*** Source material ***

PR #2690, opened 2020-10-23
fsxwindowsfileserver: fixing task concurrency issues

singholt:
### Summary

This change fixes task concurrency issues with drive letter assignment during ```fsxwindowsfileserver``` task resource initialization.

### Implementation details

1. Moved drive letter assignment to ```performHostMount``` method. 
2. Added a mutex lock for ```performHostMount()``` method.

### Testing

Launched 10 tasks concurrently and each of them gets its own drive letter now.

### Licensing

### DIFF
--- a/agent/taskresource/fsxwindowsfileserver/fsxwindowsfileserver_windows.go
+++ b/agent/taskresource/fsxwindowsfileserver/fsxwindowsfileserver_windows.go
@@ -107,7 +107,6 @@ func NewFSxWindowsFileServerResource(
 	name string,
 	volumeType string,
 	volumeConfig *FSxWindowsFileServerVolumeConfig,
-	hostPath string,
 	executionCredentialsID string,
 	credentialsManager credentials.Manager,
 	ssmClientCreator ssmfactory.SSMClientCreator,
@@ -121,7 +120,6 @@ func NewFSxWindowsFileServerResource(
 			FileSystemID:  volumeConfig.FileSystemID,
 			RootDirectory: volumeConfig.RootDirectory,
 			AuthConfig:    volumeConfig.AuthConfig,
-			HostPath:      hostPath,
 		},
 		taskARN:                taskARN,
 		region:                 region,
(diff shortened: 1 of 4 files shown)


agent/taskresource/fsxwindowsfileserver/fsxwindowsfileserver_windows.go
```diff
@@ -519,9 +515,34 @@ func (fv *FSxWindowsFileServerResource) retrieveFileSystemDNSName(fileSystemId s
 	return nil
 }
 
+var mountLock sync.Mutex
```
vsiddharth, line 518: Why do you need an additional lock while performing `hostMount`? Please add a comment to explain the rationale. Also, why is this outside the resource encapsulation?

agent/taskresource/fsxwindowsfileserver/fsxwindowsfileserver_windows.go
```diff
@@ -519,9 +515,34 @@ func (fv *FSxWindowsFileServerResource) retrieveFileSystemDNSName(fileSystemId s
...
+var DriveLetterAvailable = utils.IsAvailableDriveLetter
 var execCommand = exec.Command
 
-func (fv *FSxWindowsFileServerResource) performHostMount(remotePath string, localPathArg string, username string, password string) error {
+func (fv *FSxWindowsFileServerResource) performHostMount(remotePath string, username string, password string) error {
+	mountLock.Lock()
```
angelcar, line 523: Can we extract this code into its own function? That way we don't need a new `Mutex`, plus the critical section locked by the mutex is reduced to the absolute minimum (the new mutex in this PR is now serializing all the powershell executions below as well, potentially making task creation slower)

e.g.

```golang
func (fv *FSxWindowsFileServerResource) defineHostPath() error {
	fv.lock.Lock()
	defer fv.lock.Lock()

	hostPath, err := utils.FindUnusedDriveLetter()
	if err != nil {
		return err
	}

	fv.VolumeConfig.HostPath = hostPath

	// formatting to keep powershell happy
	localPathArg := fmt.Sprintf("-LocalPath \"%s\"", strings.Trim(hostPath, `\`))

	// remove mount if localPath is not available
	// handling case where agent crashes after mount and before resource status is updated
	if !(DriveLetterAvailable(hostPath)) {
		err = fv.removeHostMount(localPathArg)
		if err != nil {
			seelog.Errorf("Failed to remove existing fsxwindowsfileserver resource mount on the container instance: %v", err)
			fv.setTerminalReason(err.Error())
			return err
		}
	}
}

func (fv *FSxWindowsFileServerResource) performHostMount(remotePath string, username string, password string) error {

	fv.defineHostPath()	
	.
	.
	.
```

fierlion (approved):

agent/taskresource/fsxwindowsfileserver/fsxwindowsfileserver_windows.go
fenxiong, line 523: can you add a comment here documenting why a package level lock is needed here? so that we don't lose context on why this was added

sharanyad: does this delay the resource creation for fsx tasks?

singholt: I ran 10 tasks together and noticed about half a second delay between tasks transitioning into running state.

singholt: I'll add a comment to add some context

angelcar: Nvm, after talking offline, it seems that the letter becomes unavailable only after executing the mounts, so the lock seems necessary after all.

agent/taskresource/fsxwindowsfileserver/fsxwindowsfileserver_windows.go
singholt: I'll add a comment for this

fenxiong (approved):

angelcar (approved):

vsiddharth (approved):

PR #2691, opened 2020-10-23
validate exec agent container start state change event

fierlion:
### Summary
Add validation of container state change start event for exec agent start.  

### Implementation details
Followed the pattern for other event validations in our integ tests.  `verifyContainerRunningStateChange` and `verifyContainerRunningStateChangeWithRuntimeID`.  I call the validation directly following `verifyMockExecCommandAgentIsRunning` to be sure we should expect such an event.

### Testing
I ran this test 30x to check for flakiness using:
`for run in {1..30}; do sudo -E env "PATH=$PATH"  go test -tags sudo -count=1 -v -run="TestExecCommandAgent" ./agent/engine/...; done`

Add exec command start container event validation.

### Licensing

### DIFF
--- a/agent/engine/common_integ_test.go
+++ b/agent/engine/common_integ_test.go
@@ -117,6 +117,17 @@ func verifyContainerRunningStateChangeWithRuntimeID(t *testing.T, taskEngine Tas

***

## Assignment:
Please output the material above exactly as it reads.

## Task output:
PR #2690, opened 2020-10-23
fsxwindowsfileserver: fixing task concurrency issues

singholt:
### Summary

This change fixes task concurrency issues with drive letter assignment during ```fsxwindowsfileserver``` task resource initialization.

### Implementation details

1. Moved drive letter assignment to ```performHostMount``` method. 
2. Added a mutex lock for ```performHostMount()``` method.

### Testing

Launched 10 tasks concurrently and each of them gets its own drive letter now.

### Licensing

### DIFF
--- a/agent/taskresource/fsxwindowsfileserver/fsxwindowsfileserver_windows.go
+++ b/agent/taskresource/fsxwindowsfileserver/fsxwindowsfileserver_windows.go
@@ -107,7 +107,6 @@ func NewFSxWindowsFileServerResource(
 	name string,
 	volumeType string,
 	volumeConfig *FSxWindowsFileServerVolumeConfig,
-	hostPath string,
 	executionCredentialsID string,
 	credentialsManager credentials.Manager,
 	ssmClientCreator ssmfactory.SSMClientCreator,
@@ -121,7 +120,6 @@ func NewFSxWindowsFileServerResource(
 			FileSystemID:  volumeConfig.FileSystemID,
 			RootDirectory: volumeConfig.RootDirectory,
 			AuthConfig:    volumeConfig.AuthConfig,
-			HostPath:      hostPath,
 		},
 		taskARN:                taskARN,
 		region:                 region,
(diff shortened: 1 of 4 files shown)


agent/taskresource/fsxwindowsfileserver/fsxwindowsfileserver_windows.go
```diff
@@ -519,9 +515,34 @@ func (fv *FSxWindowsFileServerResource) retrieveFileSystemDNSName(fileSystemId s
 	return nil
 }
 
+var mountLock sync.Mutex
```
vsiddharth, line 518: Why do you need an additional lock while performing `hostMount`? Please add a comment to explain the rationale. Also, why is this outside the resource encapsulation?

agent/taskresource/fsxwindowsfileserver/fsxwindowsfileserver_windows.go
```diff
@@ -519,9 +515,34 @@ func (fv *FSxWindowsFileServerResource) retrieveFileSystemDNSName(fileSystemId s
...
+var DriveLetterAvailable = utils.IsAvailableDriveLetter
 var execCommand = exec.Command
 
-func (fv *FSxWindowsFileServerResource) performHostMount(remotePath string, localPathArg string, username string, password string) error {
+func (fv *FSxWindowsFileServerResource) performHostMount(remotePath string, username string, password string) error {
+	mountLock.Lock()
```
angelcar, line 523: Can we extract this code into its own function? That way we don't need a new `Mutex`, plus the critical section locked by the mutex is reduced to the absolute minimum (the new mutex in this PR is now serializing all the powershell executions below as well, potentially making task creation slower)

e.g.

```golang
func (fv *FSxWindowsFileServerResource) defineHostPath() error {
	fv.lock.Lock()
	defer fv.lock.Lock()

	hostPath, err := utils.FindUnusedDriveLetter()
	if err != nil {
		return err
	}

	fv.VolumeConfig.HostPath = hostPath

	// formatting to keep powershell happy
	localPathArg := fmt.Sprintf("-LocalPath \"%s\"", strings.Trim(hostPath, `\`))

	// remove mount if localPath is not available
	// handling case where agent crashes after mount and before resource status is updated
	if !(DriveLetterAvailable(hostPath)) {
		err = fv.removeHostMount(localPathArg)
		if err != nil {
			seelog.Errorf("Failed to remove existing fsxwindowsfileserver resource mount on the container instance: %v", err)
			fv.setTerminalReason(err.Error())
			return err
		}
	}
}

func (fv *FSxWindowsFileServerResource) performHostMount(remotePath string, username string, password string) error {

	fv.defineHostPath()	
	.
	.
	.
```

fierlion (approved):

agent/taskresource/fsxwindowsfileserver/fsxwindowsfileserver_windows.go
fenxiong, line 523: can you add a comment here documenting why a package level lock is needed here? so that we don't lose context on why this was added

sharanyad: does this delay the resource creation for fsx tasks?

singholt: I ran 10 tasks together and noticed about half a second delay between tasks transitioning into running state.

singholt: I'll add a comment to add some context

angelcar: Nvm, after talking offline, it seems that the letter becomes unavailable only after executing the mounts, so the lock seems necessary after all.

agent/taskresource/fsxwindowsfileserver/fsxwindowsfileserver_windows.go
singholt: I'll add a comment for this

fenxiong (approved):

angelcar (approved):

vsiddharth (approved):

PR #2691, opened 2020-10-23
validate exec agent container start state change event

fierlion:
### Summary
Add validation of container state change start event for exec agent start.  

### Implementation details
Followed the pattern for other event validations in our integ tests.  `verifyContainerRunningStateChange` and `verifyContainerRunningStateChangeWithRuntimeID`.  I call the validation directly following `verifyMockExecCommandAgentIsRunning` to be sure we should expect such an event.

### Testing
I ran this test 30x to check for flakiness using:
`for run in {1..30}; do sudo -E env "PATH=$PATH"  go test -tags sudo -count=1 -v -run="TestExecCommandAgent" ./agent/engine/...; done`

Add exec command start container event validation.

### Licensing

### DIFF
--- a/agent/engine/common_integ_test.go
+++ b/agent/engine/common_integ_test.go
@@ -117,6 +117,17 @@ func verifyContainerRunningStateChangeWithRuntimeID(t *testing.T, taskEngine Tas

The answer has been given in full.